TASK TO COMPLETE »
Every line of the material that includes the word "message" is to be shown.

[PROVIDED DATA — start]

PR #2290, opened 2023-07-25
Portfolio Support for Public Course Activities

kevincharles:


src/Tools/_framework/Paths/Courses.jsx
```diff
@@ -94,15 +94,29 @@ export async function action({ request }) {
...
+  } catch (e) {
+    return { success: false, message: e.response.data.message };
+  }
 }
 
 export function Courses() {
-  const { courses } = useLoaderData();
+  const { success, message, courses } = useLoaderData();
+
+  if (!success) {
```
jaltekruse, line 116: I don't get the point of catching the exception in the loader, setting success to false and then detecting it is false and re-throwing an exception here. Why don't we just standardize the behavior to always throw an exception in the loader? I do understand until we get error codes everywhere this will mean we need to throw an exception when we get a 200 response code with "success=false", but it seems to make more sense to me to put that handling in some utility code that we use in all the loaders, rather than spread out this logic around a bunch of react components when they consume loaderData().

src/Tools/_framework/Paths/PortfolioActivityViewer.jsx
```diff
@@ -78,15 +80,24 @@ const HeaderSectionRight = styled.div`
...
     signedIn,
     label,
-    fullName,
-    courseId,
     doenetId,
     pageDoenetId,
+    contributors,
   } = useLoaderData();
 
+  if (!success) {
```
jaltekruse, line 93: same comment as above about consolidating this in the loaders.

src/Tools/_framework/Paths/PortfolioActivityViewer.jsx
```diff
@@ -210,24 +254,28 @@ export function PortfolioActivityViewer() {
...
-                          const { nextActivityDoenetId, nextPageDoenetId } =
-                            resp.data;
+                      <Form method="post">
+                        <Button
+                          data-test="Remix Button"
+                          size="xs"
+                          colorScheme="blue"
+                          type="submit"
+                          // onClick={async () => {
+                          //   alert("test");
```
jaltekruse, line 264: commented out code

jaltekruse (changes requested):

src/Tools/_framework/Paths/Courses.jsx
kevincharles: We specifically want to send certain errors to the components.  It's by design.  There is likely a better design, but this is as far as we are right now.

src/Tools/_framework/Paths/PortfolioActivityViewer.jsx
kevincharles: deleted

kevincharles:
Code already merged #2294

PR #2294, opened 2023-07-27
Contributer history

kevincharles:


public/api/duplicatePortfolioActivity.php
```diff
@@ -199,8 +202,68 @@
 
     // TODO: how do we handle support files?
 
+
+    //content_contributor_history
+    //Don't update history if duplicating to the same course
+    if ($nextCourseId != $prevCourseId){
+    $insert_content_contributor_history = [];
```
jaltekruse, line 209: Missing indentation

public/api/getPortfolioActivityView.php
```diff
@@ -46,40 +51,54 @@
...
-        if ($result->num_rows > 0) {
-            $row = $result->fetch_assoc();
-            $contributor['firstName'] = $row['firstName'];
-            $contributor['lastName'] = $row['lastName'];
-            $contributor['profilePicture'] = $row['profilePicture'];
-        }
+    if ($result->num_rows > 0) {
+        while($row = $result->fetch_assoc()){
+            array_push($contributors, [
+                "courseId" => $row["courseId"],
```
jaltekruse, line 89: fetch_assoc() already gives an associative array, we really don't have to keep doing this. You can control what you want out of the table using just the select list in the SQL.

public/api/duplicatePortfolioActivity.php
kevincharles: Done

public/api/getPortfolioActivityView.php
```diff
@@ -8,69 +8,117 @@
...
-    $json = json_decode($row["json"], true);
-}
+    if ($result->num_rows > 0) {
+        $row = $result->fetch_assoc();
+        $isBanned = $row['isBanned'];
+        if ($isBanned == '1'){
+            throw new Exception("Activity has been banned.");
+        }
+        $label = $row['label'];
+        $json = json_decode($row["json"], true);
```
jaltekruse, line 48: It doesn't look like we are doing anything with this json, we are just reading it out of the database, decoding it into this variable and then dropping it.

jaltekruse (approved):
+1

PR #2297, opened 2023-07-28
Fix 2295

### LINKED ISSUE #2295: Bug: update button in editor stops functioning
Here's a sequence of steps that will trigger a bug in the editor and make the Update button stop functioning.

1. In the portfolio editor make a change to activate the Update button but do **not** click Update so that the changes are not displayed in the viewer.
2. Click on View.
3. Click on Edit.
4. Click the Update button.  The viewer is properly updated with the changes you made in step 1.
5. Make additional changes in the editor. The Update button stays disabled and you cannot click on it to update the viewer. (Pressing Ctrl+S still works to update the viewer.)

kevincharles:
fixes #2295


dqnykamp (changes requested):
Could you add a test that shows that this bug was fixed, one that fails before this patch is applied?

kevincharles:
Test written

cypress/e2e/Editor/PortfolioEditor.cy.js
```diff
@@ -0,0 +1,82 @@
+// import {signIn} from '../DoenetSignin/DoenetSignin.cy';
+
+const { cesc2 } = require("../../../src/_utils/url");
+
+describe("Share Activities Using Portfolio", function () {
```
dqnykamp, line 5: Give it a relevant name such as "Portfolio editor tests".

While you're at it, can you also rename PortfolioVariants.cy.js, ActivtyControls.cy.js, and LoadAndSaveEditor.cy.js? It seems we are both in the habit of copying over test files without renaming them!

dqnykamp (approved):
Bug fix works!

PR #2303, opened 2023-08-02
ignore variants from children of <codeEditor>

### LINKED ISSUE #2291: Bug: code inside <codeEditor> is affecting variant calculations
The DoenetML
```
<codeEditor showResults>
  <selectFromSequence />
</codeEditor>
```
currently yields 10 variants from the `<selectFromSequence>` even though it is inside a `<codeEditor>` and so is running on a its own core.  We need to isolate `<codeEditor>` from the variant calculations.

dqnykamp:
Fixes #2291.


jaltekruse (approved):
+1

PR #2305, opened 2023-08-03
Cannot create abstract components with DoenetML

### LINKED ISSUE #2285: Bug: we don't prevent authors from directly creating abstract component types
Somehow, we no longer prevent authors from creating abstract component types, such as `<_base>`, which then gives a hidden error as it has no renderer!

dqnykamp:
Fixes #2285


jaltekruse (approved):
+1

PR #1026, opened 2026-07-21
feat: #1024 1024-part-cockpit-remote-gates

christrudelpw:
## Summary

Closes #1024

---


packages/orchestrator/src/__tests__/cockpit-gates-integration.integration.test.ts
```diff
@@ -0,0 +1,229 @@
...
+
+  // ---------------------------------------------------------------------------
+  // Scenario S1a — Gate open → cluster.cockpit event (FR-003).
+  //
+  // TODO(#1020, #1021): unskip once the gates module exports
+  // `gateOpenFixture` (S-10) via `@generacy-ai/cockpit/gates` (S-9) and the
+  // orchestrator adds `POST /cockpit/gates` + `'cluster.cockpit'` to
+  // ALLOWED_CHANNELS (S-2, S-4).
+  // ---------------------------------------------------------------------------
+  it.skip('S1a — gate open POST produces a cluster.cockpit event byte-equal to the contract', async () => {
```
christrudelpw: **Suite passes vacuously — every scenario is `it.skip()` with its body commented out.** All eight scenarios (S1a, S1b, S2, S3, S4, S5, F1, F2, F3) are skipped sketches with no executable assertions and no fixture imports. The integration job (`vitest.integration.config.ts`, `passWithNoTests: true`) reports green even if #1021's `POST /cockpit/gates` emits a wrong-shaped `cluster.cockpit` event, the answers-file writer never dedups, or the doorbell never emits a `gate-answer`. #1024's acceptance criteria ("harness runs green using the shared contract fixtures", "prove the whole cluster-side path") are not exercised — please implement (unskip) the scenarios with real assertions against the shared fixtures.

packages/orchestrator/src/__tests__/cockpit-gates/scenario-helpers.ts
```diff
@@ -0,0 +1,170 @@
...
+      extraArgs: opts.doorbellArgs ?? [],
+    });
+  } else {
+    doorbell = createDoorbellDriver({
+      answersFilePath,
+      env: { COCKPIT_ANSWERS_FILE: answersFilePath },
+      extraArgs: opts.doorbellArgs ?? [],
+    });
+    // TODO(#1023): uncomment once the doorbell tails an answers file:
+    //   await doorbell.start();
```
christrudelpw: **Harness infrastructure is never actually run.** `setupScenario()` constructs the doorbell driver but never `start()`s it (the call is commented), orchestrator boot is a hardcoded `null` placeholder (~line 85), and `awaitCockpitEvents()` throws unconditionally (~line 165). Clarification Q3 requires the doorbell to run as a **real spawned child** so FR-007 kill/restart is genuine, and S2/S5 assert the `cockpit_await_events` typed batch — at runtime neither happens. Because the fake-peer WS flow, doorbell spawn/restart, and api_request correlation are never executed, latent bugs there won't surface here. Please wire `setupScenario()` to boot the orchestrator, spawn the real doorbell child, and drain the MCP bus.

christrudelpw (commented):
**Implementation review — 2 blocking findings** (posted via `/cockpit:auto`).

This is the cluster-side integration harness (#1024), whose whole purpose is to prove the end-to-end path across the four P1 siblings. As written the harness is a skeleton — every scenario is skipped and the infrastructure is never executed, so the integration job is green but asserts nothing. See the two inline comments.

PR #1027, opened 2026-07-21
feat: #1021 1021-part-cockpit-remote-gates

christrudelpw:
## Summary

Closes #1021

---


packages/orchestrator/src/routes/cockpit-answers.ts
```diff
@@ -0,0 +1,67 @@
...
+      if (!options.writer.isHealthy()) {
+        return reply.status(503).send({
+          error: 'answers-file writer not available',
+          code: 'ANSWERS_FILE_UNAVAILABLE',
+        });
+      }
+
+      try {
+        const parsed = GateAnswerSchema.parse(request.body);
+        if (options.writer.hasDelivered(parsed.deliveryId)) {
```
christrudelpw, line 42: **Non-atomic `deliveryId` dedup (TOCTOU) — violates "appends exactly once".** Two concurrent POSTs carrying the same `deliveryId` (cloud at-least-once redelivery: a retry arrives before the first request responds) both call `writer.hasDelivered(deliveryId)` and get `false`, because neither append has completed yet. Both then `await writer.append()`. The writer serializes appends via its mutex but never re-checks `hasDelivered` inside the critical section — it only calls `dedup.add()` *after* the write — so both lines are appended. The route-level concurrency test only asserts `deliveredCount <= 2` (and notes the second "may be deduped depending on scheduling"), so exactly-once is not actually guaranteed. **Fix:** move the dedup check inside `append()`'s mutex-protected critical section and skip the write if the `deliveryId` is already present.

christrudelpw (commented):
**Implementation review — 1 blocking finding** (posted via `/cockpit:auto`).

The `deliveryId` dedup is not atomic, which violates the "appends exactly once" acceptance criterion for this issue. See the inline comment. Everything else (FIFO retention, N=3 rotation, current-file dedup rebuild, apiKeyStore auth, implicit dispatcher fallback) matches the clarification decisions.

packages/orchestrator/src/routes/cockpit-answers.ts
christrudelpw: Addressed in 0d61507d — please review, and re-open this thread if it still falls short.

PR #1028, opened 2026-07-21
feat: #1023 1023-part-cockpit-remote-gates

christrudelpw:
## Summary

Closes #1023

---


packages/generacy/src/cli/commands/cockpit/doorbell.ts
```diff
@@ -374,6 +386,67 @@ export async function runDoorbell(
...
+  // Answers-file tailer — peer wake source that runs concurrently with
+  // whichever primary source `source-selector` picks. Bound to the same
+  // epicRef as the doorbell; writes gate-answer events to stdout and emits
+  // them into a shared bus so `cockpit_await_events` sees them too. Wrapped
+  // in the same startup-retry envelope as poll-mode acquire so transient
+  // ECONNRESET / rate-limit responses are retried consistently.
+  const acquireForTailer = deps.acquireBus ?? acquireEpicBus;
+  const tailerAcquireOptions: AcquireOptions = {
+    epicRef: form.ref,
+    logger,
```
christrudelpw, line 400: **Cross-epic drops (and rotation/truncation info logs) are silently no-op'd in production — violates clarification Q1 ("logs dropped cross-epic lines at `info` with gateId — not silent-drop").** The `logger` passed here into the answers-file tailer is, in the real CLI path, the default logger defined earlier in this file (~line 338) which declares only `warn` — **no `info` method**. `runDoorbell` is invoked without `deps.logger`, so it falls back to that default. Every tailer call site uses optional chaining `this.logger.info?.(...)` (cross-epic drop in `answers-file-source.ts`, rotation, truncation, waiting-for-dir/file), so in production those resolve to `undefined` and emit nothing anywhere. A cross-epic answer line is therefore dropped **silently**, which is exactly what Q1 says must not happen. The tests only pass because they inject `logger = { warn, info: vi.fn() }`. **Fix:** add an `info` method to the default doorbell logger (writing to stderr, matching `warn`), and add `info` to the `DoorbellDeps.logger` type so the contract is enforced.

christrudelpw (commented):
**Implementation review — 1 blocking finding** (posted via `/cockpit:auto`).

The cross-epic-drop diagnostics required by clarification Q1 are silently no-op'd in production because the doorbell's default logger has no `info` method. See the inline comment. Everything else (wait-for-dir, interleaving replay, warn→logger sink, line-count ceiling) matches the clarification decisions.

packages/generacy/src/cli/commands/cockpit/doorbell.ts
christrudelpw: Addressed in afa78455 — please review, and re-open this thread if it still falls short.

[PROVIDED DATA — finish]

WRITTEN ANSWER »
+    return { success: false, message: e.response.data.message };
+  const { success, message, courses } = useLoaderData();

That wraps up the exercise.